* _Problem requirements_:
Please return all lines in the listing holding the word "getJoiner".

** Opening Data extracts block **

PR #102, opened 2016-01-19
Initial commit for security revamp (Elide 2.0).

DeathByTape:
This PR is in place of: https://github.com/yahoo/elide/pull/94 (see https://github.com/yahoo/elide/issues/84 for discussion).


elide-core/src/main/java/com/yahoo/elide/security/PermissionManager.java
```diff
@@ -0,0 +1,202 @@
...
+
+import static com.yahoo.elide.security.permissions.ExpressionResult.DEFERRED;
+import static com.yahoo.elide.security.permissions.ExpressionResult.FAIL;
+import static com.yahoo.elide.security.permissions.ExpressionBuilder.Expressions;
+
+/**
+ * Class responsible for managing the life-cycle and execution of checks.
+ */
+@Slf4j
+public class PermissionManager {
```
aklish: Let's rename this as the PermissionExecutor or something :)

DeathByTape: Updated :) rebased commit.

elide-core/src/main/java/com/yahoo/elide/security/permissions/expressions/SpecificFieldExpression.java
```diff
@@ -0,0 +1,33 @@
...
+package com.yahoo.elide.security.permissions.expressions;
+
+import com.yahoo.elide.security.permissions.ExpressionResult;
+
+import static com.yahoo.elide.security.permissions.ExpressionResult.PASS;
+
+import java.util.Optional;
+
+/**
+ * Expression for joining specific fields.
```
aklish: This could use some more documentation.

elide-core/src/main/java/com/yahoo/elide/security/permissions/expressions/OrExpression.java
```diff
@@ -0,0 +1,47 @@
...
+        this.left = left;
+        this.right = right;
+    }
+
+    @Override
+    public ExpressionResult evaluate() {
+        ExpressionResult leftResult = left.evaluate();
+        ExpressionResult rightResult = (right == null) ? leftResult : right.evaluate();
+
+        if (leftResult == FAIL && (rightResult == FAIL || rightResult == null)) {
```
aklish: rightResult can't be null per statement above.

elide-core/src/main/java/com/yahoo/elide/security/permissions/expressions/ImmediateCheckExpression.java
```diff
@@ -0,0 +1,52 @@
...
+     *
+     * @param check Check
+     * @param resource Persistent resource
+     * @param changeSpec ChangeSpec
+     * @param cache Cache
+     */
+    public ImmediateCheckExpression(final Check check,
+                                    final PersistentResource resource,
+                                    final ChangeSpec changeSpec,
+                                    final Map<Check, ExpressionResult> cache) {
```
aklish: How do you differentiate in the cache between two checks but annotated on different resources or with different changespecs?

elide-core/src/main/java/com/yahoo/elide/security/permissions/expressions/AnyFieldExpression.java
```diff
@@ -0,0 +1,33 @@
...
+ */
+package com.yahoo.elide.security.permissions.expressions;
+
+import com.yahoo.elide.security.permissions.ExpressionResult;
+
+import static com.yahoo.elide.security.permissions.ExpressionResult.FAIL;
+import static com.yahoo.elide.security.permissions.ExpressionResult.PASS;
+
+/**
+ * Implementation of joining expression results by any field success or entity success.
```
aklish: A bit more documentaiton explaining when this is used.

elide-core/src/main/java/com/yahoo/elide/security/permissions/expressions/ImmediateCheckExpression.java
DeathByTape: I don't-- good catch. This is an issue we talked about earlier too.

elide-core/src/main/java/com/yahoo/elide/security/permissions/expressions/AnyFieldExpression.java
```diff
@@ -0,0 +1,33 @@
...
+        this.fieldExpression = fieldExpression;
+    }
+
+    @Override
+    public ExpressionResult evaluate() {
+        ExpressionResult fieldResult = (fieldExpression == null) ? FAIL : fieldExpression.evaluate();
+        if (fieldResult != ExpressionResult.FAIL) {
+            return fieldResult;
+        }
+        return (entityExpression == null) ? PASS : entityExpression.evaluate();
```
aklish: If fieldExpression was FAIL and there was no entityExpression, would this return PASS?

elide-core/src/main/java/com/yahoo/elide/security/permissions/expressions/AndExpression.java
```diff
@@ -0,0 +1,47 @@
...
+    @Override
+    public ExpressionResult evaluate() {
+        ExpressionResult leftResult = left.evaluate();
+        ExpressionResult rightResult = (right == null) ? PASS : right.evaluate();
+
+        if (leftResult == FAIL || rightResult == FAIL) {
+            return FAIL;
+        }
+
+        if (leftResult == PASS && (rightResult == PASS || rightResult == null)) {
```
aklish: Do we need to check for null (already checked and set above)?

elide-core/src/main/java/com/yahoo/elide/security/permissions/ExpressionBuilder.java
```diff
@@ -0,0 +1,203 @@
...
+                                                                           final Class<A> annotationClass,
+                                                                           final String field,
+                                                                           final ChangeSpec changeSpec) {
+        ExtractedChecks extracted = new ExtractedChecks(resource, annotationClass, field);
+
+        Expression operationExpression =
+                buildFullExpression(extracted.getEntityChecks(),
+                                    extracted.getFieldChecks(),
+                                    (check) -> new DeferredCheckExpression(check, resource, changeSpec, cache),
+                                    SpecificFieldExpression::new);
```
aklish: Instead of passing in to the next function the 'expression joiner' here, it might make more sense to do that final expression joining here?

elide-core/src/main/java/com/yahoo/elide/security/permissions/expressions/AnyFieldExpression.java
DeathByTape: Yes. Will add a test for this and fix it in the logic

elide-core/src/main/java/com/yahoo/elide/security/permissions/expressions/AndExpression.java
DeathByTape: No, this is an artifact of the weird NoopExpression thing I had in there earlier.

elide-core/src/main/java/com/yahoo/elide/security/permissions/ExpressionBuilder.java
```diff
@@ -0,0 +1,203 @@
...
+                (check) -> new DeferredCheckExpression(check, resource, changeSpec, cache);
+        Function<Check, Expression> immediateCheckBuilder =
+                (check) -> new ImmediateCheckExpression(check, resource, changeSpec, cache);
+
+        List<String> fields = resource.getDictionary().getAllFields(resource.getObject());
+
+        ExtractedChecks entity = new ExtractedChecks(resource, annotationClass);
+        Expression opExp =
+                buildFullExpression(entity.getEntityChecks(),
+                                    entity.getFieldChecks(),
```
aklish: What are the field checks that are being built here?  It seems like the building for those actually happens in the for loop below.

elide-core/src/main/java/com/yahoo/elide/security/checks/ExtractedChecks.java
```diff
@@ -0,0 +1,167 @@
...
+
+    /**
+     * Constructor.
+     *
+     * @param resource Resource
+     * @param annotationClass Annotation class
+     * @param field Field
+     * @param <A> Type parameter
+     */
+    public <A extends Annotation> ExtractedChecks(final PersistentResource resource,
```
aklish: I think this might be cleaner if we break this up a bit.  I would have a class that includes the check(s) plus mode and maybe add static methods to build one of those classes given an annotation and an entity OR an annotation, entity,and field.

elide-core/src/main/java/com/yahoo/elide/security/permissions/expressions/AnyFieldExpression.java
DeathByTape: Yes it would. I think there is a question as to what the default "correct" logic for this case is.

In general, if nothing is specified, we consider a bean to be open, correct? In this case, we should ultimately return PASS since this is an `AnyFieldExpression` which determines whether there is access either on a specific field or the entire entity.

I do not believe this poses any real security risks, however, since `SpecificFieldExpressions` will be run for all the fields as they are serialized and before they are updated. I believe this is for other optimizations.

elide-core/src/main/java/com/yahoo/elide/security/permissions/ExpressionBuilder.java
DeathByTape: I thought about this, but then we need to return a structure containing two Expressions so we can join them at a higher-level. It seemed cleaner to me to simply pass in the function and return the combined result.

elide-core/src/main/java/com/yahoo/elide/security/checks/ExtractedChecks.java
DeathByTape: I have broken this up to the bare minimum of what we need (the general code is smaller now). Are you specifically referring to this constructor? This kind of code would likely either end up here or in that static method.

elide-core/src/main/java/com/yahoo/elide/security/permissions/ExpressionBuilder.java
```diff
@@ -0,0 +1,215 @@
...
+                                                                           final String field,
+                                                                           final ChangeSpec changeSpec) {
+        final ExtractedChecks extracted = new ExtractedChecks(resource, annotationClass, field);
+
+        final BiFunction<Expression, Expression, Expression> entityJoiner = getJoiner(extracted.getEntityCheckMode());
+        final BiFunction<Expression, Expression, Expression> fieldJoiner = getJoiner(extracted.getFieldCheckMode());
+        final Function<Check, Expression> deferredCheckFn =
+                 (check) -> new DeferredCheckExpression(check, resource, changeSpec, cache);
+        final Function<Check, Expression> immediateCheckFn =
+                (check) -> new DeferredCheckExpression(check, resource, changeSpec, cache);
```
aklish: Is this intended to be Deffered here?

elide-core/src/main/java/com/yahoo/elide/security/permissions/ExpressionBuilder.java
```diff
@@ -0,0 +1,328 @@
...
+            queue.add(value);
+        }
+        return queue;
+    }
+
+    /**
+     * Structure containing built expressions.
+     */
+    @AllArgsConstructor
+    public static class Expressions {
```
aklish: Not sure having the return types bundled here helps readability.  Maybe it would be better to for the builder to be passed in the provider or factory method that creates the underlying leaf expression objects - and then let the calling functions call this twice - once for operation and once for commit.

elide-core/src/main/java/com/yahoo/elide/security/permissions/expressions/ImmediateCheckExpression.java
```diff
@@ -0,0 +1,88 @@
...
+        return resourceCache.get(resource);
+    }
+
+    /**
+     * Actually compute the result of the check without caching concerns.
+     *
+     * @return Expression result from the check.
+     */
+    private ExpressionResult computeCheck() {
+        if (resource == null) {
```
aklish: Use polymorphism here.

elide-core/src/main/java/com/yahoo/elide/security/permissions/ExpressionBuilder.java
```diff
@@ -0,0 +1,299 @@
...
+     * @param annotationClass Annotation class
+     * @param field Field to check (if null only check entity-level)
+     * @param <A> type parameter
+     * @return User check expression to evaluate
+     */
+    public <A extends Annotation> Expressions buildUserCheckFieldExpressions(final PersistentResource resource,
+                                                                             final Class<A> annotationClass,
+                                                                             final String field) {
+        final Function<Check, Expression> userCheckFn =
+                (check) -> new UserCheckOnlyExpression(check, resource, resource.getRequestScope(), null, cache);
```
aklish: cast nulls

elide-core/src/main/java/com/yahoo/elide/security/permissions/ExpressionBuilder.java
```diff
@@ -0,0 +1,299 @@
...
+     * @param annotationClass Annotation class
+     * @param requestScope Request scope
+     * @param <A> type parameter
+     * @return User check expression to evaluate
+     */
+    public <A extends Annotation> Expressions buildUserCheckAnyExpression(final Class<?> resourceClass,
+                                                                          final Class<A> annotationClass,
+                                                                          final RequestScope requestScope) {
+        final Function<Check, Expression> userCheckFn =
+                (check) -> new UserCheckOnlyExpression(check, null, requestScope, null, cache);
```
aklish: cast nulls for readability.

elide-core/src/main/java/com/yahoo/elide/security/permissions/ExpressionBuilder.java
```diff
@@ -0,0 +1,299 @@
...
+    private <A extends Annotation> Expression buildAnyFieldExpression(final Class<?> resourceClass,
+                                                                       final EntityDictionary dictionary,
+                                                                       final Class<A> annotationClass,
+                                                                       final Function<Check, Expression> checkFn) {
+        final List<String> fields = dictionary.getAllFields(resourceClass);
+
+        final ExtractedChecks entity = new ExtractedChecks(resourceClass, dictionary, annotationClass, null);
+
+        final BiFunction<Expression, Expression, Expression> entityClassJoiner = getJoiner(entity.getEntityCheckMode());
+        final BiFunction<Expression, Expression, Expression> entityFieldJoiner = getJoiner(entity.getFieldCheckMode());
```
aklish: Do we need this?

DeathByTape: Yes, see: https://github.com/yahoo/elide/pull/102/files#diff-01adfd7c58c229be01f3e188e23974e3R754

DeathByTape: Yes, see line L#214

elide-core/src/main/java/com/yahoo/elide/security/checks/ExtractedChecks.java
```diff
@@ -0,0 +1,151 @@
...
+        final A fieldAnnotation = (field == null) ? null
+                                                  : dictionary.getAttributeOrRelationAnnotation(
+                                                        cls,
+                                                        annotationClass,
+                                                        field);
+        // No checks specified
+        if (entityAnnotation == null) {
+            anyEntityChecks = null;
+            allEntityChecks = null;
+        } else {
```
aklish: This else blocks looks 'unrolled'.  Maybe another function here?  It might also help with cyclomatic complexity.

elide-core/src/main/java/com/yahoo/elide/security/checks/ExtractedChecks.java
```diff
@@ -0,0 +1,151 @@
...
+    public CheckMode getEntityCheckMode() {
+        return (anyEntityChecks != null && anyEntityChecks.length > 0) ? CheckMode.ANY : CheckMode.ALL;
+    }
+
+    public CheckMode getFieldCheckMode() {
+        return (anyFieldChecks != null && anyFieldChecks.length > 0) ? CheckMode.ANY : CheckMode.ALL;
+    }
+
+    public Class<? extends Check>[] getEntityChecks() {
+        return (anyEntityChecks != null && anyEntityChecks.length > 0) ? anyEntityChecks : allEntityChecks;
```
aklish: Should we use getEntityCheckMode here instead of duplicating the check logic?

elide-core/src/main/java/com/yahoo/elide/security/checks/ExtractedChecks.java
```diff
@@ -0,0 +1,151 @@
...
+    }
+
+    public Class<? extends Check>[] getFieldChecks() {
+        return (anyFieldChecks != null && anyFieldChecks.length > 0) ? anyFieldChecks : allFieldChecks;
```
aklish: Same comment as above.

elide-core/src/main/java/com/yahoo/elide/security/PermissionExecutor.java
```diff
@@ -0,0 +1,202 @@
...
+     * @param annotationClass Annotation class
+     * @param resourceClass Resource claSS
+     * @param dictionary Dictionary
+     * @param <A> type parameter
+     * @return Set of extracted checks
+     */
+    public static <A extends Annotation> ExtractedChecks loadEntityChecks(Class<A> annotationClass,
+                                                                          Class<?> resourceClass,
+                                                                          EntityDictionary dictionary) {
+        return new ExtractedChecks(resourceClass, dictionary, annotationClass, null);
```
aklish: Isn't there a version of this constructor which doesn't take a 'null'?

elide-core/src/main/java/com/yahoo/elide/security/PermissionExecutor.java
```diff
@@ -0,0 +1,202 @@
...
+     *
+     * @param annotationClass annotation class
+     * @param resource resource
+     * @param <A> type parameter
+     * @see com.yahoo.elide.annotation.CreatePermission
+     * @see com.yahoo.elide.annotation.ReadPermission
+     * @see com.yahoo.elide.annotation.UpdatePermission
+     * @see com.yahoo.elide.annotation.DeletePermission
+     */
+    public <A extends Annotation> void checkPermission(Class<A> annotationClass, PersistentResource resource) {
```
aklish: Let's consolidate the public methods to check permissions.

elide-core/src/main/java/com/yahoo/elide/core/PersistentResource.java
```diff
@@ -8,15 +8,7 @@
...
-import com.yahoo.elide.annotation.Audit;
-import com.yahoo.elide.annotation.CreatePermission;
-import com.yahoo.elide.annotation.DeletePermission;
-import com.yahoo.elide.annotation.OnCreate;
-import com.yahoo.elide.annotation.OnDelete;
-import com.yahoo.elide.annotation.OnUpdate;
-import com.yahoo.elide.annotation.ReadPermission;
-import com.yahoo.elide.annotation.SharePermission;
-import com.yahoo.elide.annotation.UpdatePermission;
+import com.yahoo.elide.annotation.*;
```
aklish: No astericks plz :)

elide-core/src/main/java/com/yahoo/elide/core/PersistentResource.java
```diff
@@ -979,8 +973,8 @@ protected Object getValue(String fieldName) {
      * @param toAdd the to add
      */
     protected void addToCollection(Collection collection, String collectionName, PersistentResource toAdd) {
-        checkFieldAwarePermissions(UpdatePermission.class, collectionName);
-        toAdd.checkFieldAwarePermissions(ReadPermission.class, collectionName);
+        checkFieldAwarePermissions(UpdatePermission.class, collectionName, toAdd, null);
```
aklish: The permission should be looking at collections (not null) for the changespec.  This is a general comment for wherever we should be passing a collection as the change spec

elide-core/src/main/java/com/yahoo/elide/core/PersistentResource.java
```diff
@@ -380,7 +373,7 @@ protected boolean updateToManyRelation(String fieldName, Set<PersistentResource>
         deleted
                 .stream()
                 .forEach(toDelete -> {
-                    checkFieldAwarePermissions(UpdatePermission.class, fieldName);
+                    checkFieldAwarePermissions(UpdatePermission.class, fieldName, null, toDelete);
```
aklish: I feel like this check is unnecessary and should be removed.  We already check the field permission in the calling function.

elide-core/src/main/java/com/yahoo/elide/core/PersistentResource.java
```diff
@@ -452,8 +445,8 @@ protected boolean updateToOneRelation(String fieldName, Set<PersistentResource>
      * @return True if object updated, false otherwise
      */
     public boolean clearRelation(String relationName) {
-        checkFieldAwarePermissions(UpdatePermission.class, relationName);
         Set<PersistentResource> mine = getRelation(relationName);
+        checkFieldAwarePermissions(UpdatePermission.class, relationName, null, mine);
```
aklish: This should be checking an empty set instead of null.

elide-core/src/main/java/com/yahoo/elide/core/PersistentResource.java
```diff
@@ -472,7 +465,7 @@ public boolean clearRelation(String relationName) {
             Collection collection = (Collection) this.getValue(relationName);
             mine.stream()
                     .forEach(toDelete -> {
-                        checkFieldAwarePermissions(UpdatePermission.class, relationName);
+                        checkFieldAwarePermissions(UpdatePermission.class, relationName, null, toDelete);
```
aklish: This check seems redundant.

elide-core/src/main/java/com/yahoo/elide/core/PersistentResource.java
```diff
@@ -492,7 +485,7 @@ public boolean clearRelation(String relationName) {
      * @param removeResource the remove resource
      */
     public void removeRelation(String fieldName, PersistentResource removeResource) {
-        checkFieldAwarePermissions(UpdatePermission.class, fieldName);
+        checkFieldAwarePermissions(UpdatePermission.class, fieldName, null, removeResource);
```
aklish: changespec varies depending on whether relation is a collection or not.

elide-core/src/main/java/com/yahoo/elide/core/PersistentResource.java
```diff
@@ -527,7 +520,7 @@ public void removeRelation(String fieldName, PersistentResource removeResource)
      * @param newRelation the new relation
      */
     public void addRelation(String fieldName, PersistentResource newRelation) {
-        checkFieldAwarePermissions(UpdatePermission.class, fieldName);
+        checkFieldAwarePermissions(UpdatePermission.class, fieldName, newRelation, null);
```
aklish: The existing value may have been a collection and not null.  Again we need to look at the type of teh relationship.

elide-core/src/main/java/com/yahoo/elide/core/PersistentResource.java
```diff
@@ -968,7 +962,7 @@ protected void nullValue(String fieldName, PersistentResource oldValue) {
      * @return value value
      */
     protected Object getValue(String fieldName) {
-        checkFieldAwarePermissions(ReadPermission.class, fieldName);
+        checkFieldAwarePermissions(ReadPermission.class, fieldName, null, null);
```
aklish: Cast?

elide-core/src/main/java/com/yahoo/elide/core/PersistentResource.java
```diff
@@ -1151,7 +1145,7 @@ protected void deleteInverseRelation(String relationName, Object relationValue)
             }
 
             if (inverseRelation instanceof Collection) {
-                inverseResource.checkFieldAwarePermissions(UpdatePermission.class, inverseRelationName);
+                inverseResource.checkFieldAwarePermissions(UpdatePermission.class, inverseRelationName, null, this);
```
aklish: Move to delFromCollection

aklish:
:+1:

yahoocla:
CLA is valid!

** Closing Data extracts block **

* _Response area_:
+        final BiFunction<Expression, Expression, Expression> entityJoiner = getJoiner(extracted.getEntityCheckMode());
+        final BiFunction<Expression, Expression, Expression> fieldJoiner = getJoiner(extracted.getFieldCheckMode());
+        final BiFunction<Expression, Expression, Expression> entityClassJoiner = getJoiner(entity.getEntityCheckMode());
+        final BiFunction<Expression, Expression, Expression> entityFieldJoiner = getJoiner(entity.getFieldCheckMode());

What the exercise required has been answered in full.